Untitled

After Julie Mehretu’s ‘Mogamma, A Painting in Four Parts: Part 3’ (2012)

If I could take each line and arrange the noise. If I could retrieve every body from every square, if I could take each line and substitute it for a body, if I could retrieve the bodies lined against the wall, if I could gather the desire-lines of bullets in one hand like a bouquet of naked stems, if I could unthread the line severing the head from the neck, I could take all the colour and put it back inside, skin enclosing skin.

If I could always see the edges, if I could always move the edges without losing the whole. If I could only see the edges bound the silence, the lightness of graphite, the lightness of graphite instead of bodies crowding the edges, soft belly through fishnet, fingers through the fence.

Every decision is a strike-out; every conviction comes at the expense of something else. A triangle floats, listing to the right — sunny but crowded with the hand’s currency, heaps and heaps of miniscule geometry.

A murmuration blacks the sky. A false cloud twists through the buildings, a flexing through vertical shimmer, like one dark muscle twisted in the surgical theatre, one dark muscle not yet sedated. To understand instability, you first must see the outline, the sameness, the order miraged through the chaos. The glass doors half-finished, exactly, as if arresting a flood.

In this universe there is no rot, only energy. No decay and no enemies. What would I give for a world emptied of people? For an estate of my memory of places? In this world energy passes swiftly without breaking. Planes kiss without interference. In this world energy depends on other dimensions, on moving through what isn’t matter, treading ground that doesn’t form but instead fractures.

In the right-hand quadrant is a slantwise yellow line. The line is muddy, charcoal-mingled. A wash otherwise precise. It links a spiral motif of streetlamps down to an archway, twin curvatures of form. Suddenly, the line strikes a window entirely. Lancing, it’s the only time when the line looks like light.

Thinking of fires, birds, and fires, and then of how impossible it is to leave behind association. I remember once seeing a student paint a succession of little symbols — swans, lakes, castles — onto a shopfront wall. And then she very carefully painted over it again. This is another thing I think about, with Julie: an accumulation of wholes; a freedom from the violence of erasure.

In the most crowded part of the painting, Julie’s smudges look like smoke. Am I reading smoke-signals, peering at a horizon to form meaning I’m scared I’ll miss? All around me people raise their phones and click. I tried that already, squinting at the painting’s reproduction on-screen and at home. A failure of resolution, every line rotten as a pixel, energy fizzing from the cooling corpse.

There are squares on the left, lonely incidents of window and cornice. They’re filled in with black, so very dense on the raw duck canvas, the blankness of which is still startlingly intact. One thickness descends. Anomalous, its totality is unwoven into the smoke and the glass, the birds and the fires.

Joining three of four edges is a vector which branches twice. I’m grateful the painting can be empty of sentimentality. It really is generous: to render something so precisely. Architects’ drawings leave so much room in their accuracy. Think of all those clean and empty spaces. Rooms furnished with paper.
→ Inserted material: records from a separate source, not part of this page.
PR #3553, opened 2025-07-20
[SDK] Implements options for the ParentBasedSampler with default values

### LINKED ISSUE #3545: [SDK] ParentBasedSampler is missing parameters
ParentBasedSampler is mising the following parameters:
- remoteParentSampled
- remoteParentNotSampled
- localParentSampled
- localParentNotSampled

See https://github.com/open-telemetry/opentelemetry-specification/blob/main/specification/trace/sdk.md#parentbased

The parameters might be optional, meaning the caller is not forced to provide them, but this does not mean implementing support for these parameters is optional.

mathieurobin1:
Fixes #3545 

## Changes

This PR updates the ParentBasedSampler to be fully compliant with the OpenTelemetry specification.

The previous implementation was a simplified version. This change introduces the complete logic, which distinguishes between local and remote parents, and whether they were sampled. The constructor now accepts five configurable delegate samplers with defaults as defined in the spec (`AlwaysOnSampler` and `AlwaysOffSampler`).

### DIFF
--- a/CHANGELOG.md
+++ b/CHANGELOG.md
@@ -23,9 +23,9 @@ Increment the:
 
 * [SDK] Update default exemplar reservoir size for exponential histograms
   [#3551](https://github.com/open-telemetry/opentelemetry-cpp/pull/3551)
-  
+
 * [SDK] Implements options for the ParentBasedSampler with default values
-  [#3549](https://github.com/open-telemetry/opentelemetry-cpp/pull/3553)
+  [#3553](https://github.com/open-telemetry/opentelemetry-cpp/pull/3553)
 
 ## [1.22 2025-07-11]
 
--- a/sdk/src/trace/samplers/parent.cc
+++ b/sdk/src/trace/samplers/parent.cc
@@ -1,7 +1,6 @@
 // Copyright The OpenTelemetry Authors
 // SPDX-License-Identifier: Apache-2.0
 
-#include <map>
 #include <memory>
 #include <string>
 


sdk/include/opentelemetry/sdk/trace/samplers/parent.h
```diff
@@ -21,16 +23,36 @@ namespace trace
...
-   * @return Returns DROP always
+  explicit ParentBasedSampler(const std::shared_ptr<Sampler> &root_sampler,
+                              const std::shared_ptr<Sampler> &remote_parent_sampled_sampler =
+                                  std::make_shared<AlwaysOnSampler>(),
+                              const std::shared_ptr<Sampler> &remote_parent_nonsampled_sampler =
+                                  std::make_shared<AlwaysOffSampler>(),
+                              const std::shared_ptr<Sampler> &local_parent_sampled_sampler =
+                                  std::make_shared<AlwaysOnSampler>(),
+                              const std::shared_ptr<Sampler> &local_parent_nonsampled_sampler =
+                                  std::make_shared<AlwaysOffSampler>()) noexcept;
```
marcalff, line 51: The default values for each parameter should not be handled at this level,
in the `ParentBasedSampler` constructor.

Make all parameters mandatory.

Instead, the logic should move to the Factory::Create()

mathieurobin1: Thank you for your feedback! I certainly understand the objective of standardizing the API pattern within the SDK. My initial inclination was actually to structure it that way, but after further consideration and experimentation, I've identified a couple of potential implications with this approach:

1.  **Risk of Breaking Existing Code:**
    While the recommended path for end-users might be through the `Factory::Create()` method, it's possible that some users might prefer or already be directly instantiating ParentBasedSampler via its constructor.
    If we remove the default arguments from the constructor, any existing code that directly calls a form of `new ParentBasedSampler(myDelegateSampler)` would immediately **break**, losing a potential backward compatibility.

2.  **Impact on Testability and Test Suite Maintenance:**
    A secondary, though notable, point is the effect on the existing test suite. Removing default values from the constructor would necessitate changes in numerous tests that currently instantiate `ParentBasedSampler` directly. This would require either explicitly passing all five sampler instances in each test case (which could make tests more verbose and harder to read) or refactoring tests to use the `Factory::Create()` method (which might obscure the specific dependency being tested). 

I've outlined these points as potential implications for API consumers and our test infrastructure. If you believe these aspects are not significant or are acceptable for this change, I am absolutely fine with proceeding as you proposed and will adapt the tests accordingly.

Thank you again for your feedback on this!

lalitb (approved):

sdk/include/opentelemetry/sdk/trace/samplers/parent.h
marcalff: Ok with the change as is then, to not break existing code.

marcalff (approved):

Rooms so clear that the appearance of smoke would be a feature, that a single bird feather blown in by the wind would seem obvious, intentional.

Later, it can be read that the buildings, impenetrable in their fragility, fence every significant square: Mogamma, Tahir, Zuccotti. It can be read that the topography swims into a plan for democracy. A setting for desire-points intersecting, pristine edifices awaiting history’s big party. A container for a flood of bodies, of bodies wanting, the wanting cohering the bodies. The rigour of love — which doesn’t appear here, where it’s all empty but for the tracking marks, the swarm of marks, the flutter of life in the shadow realm.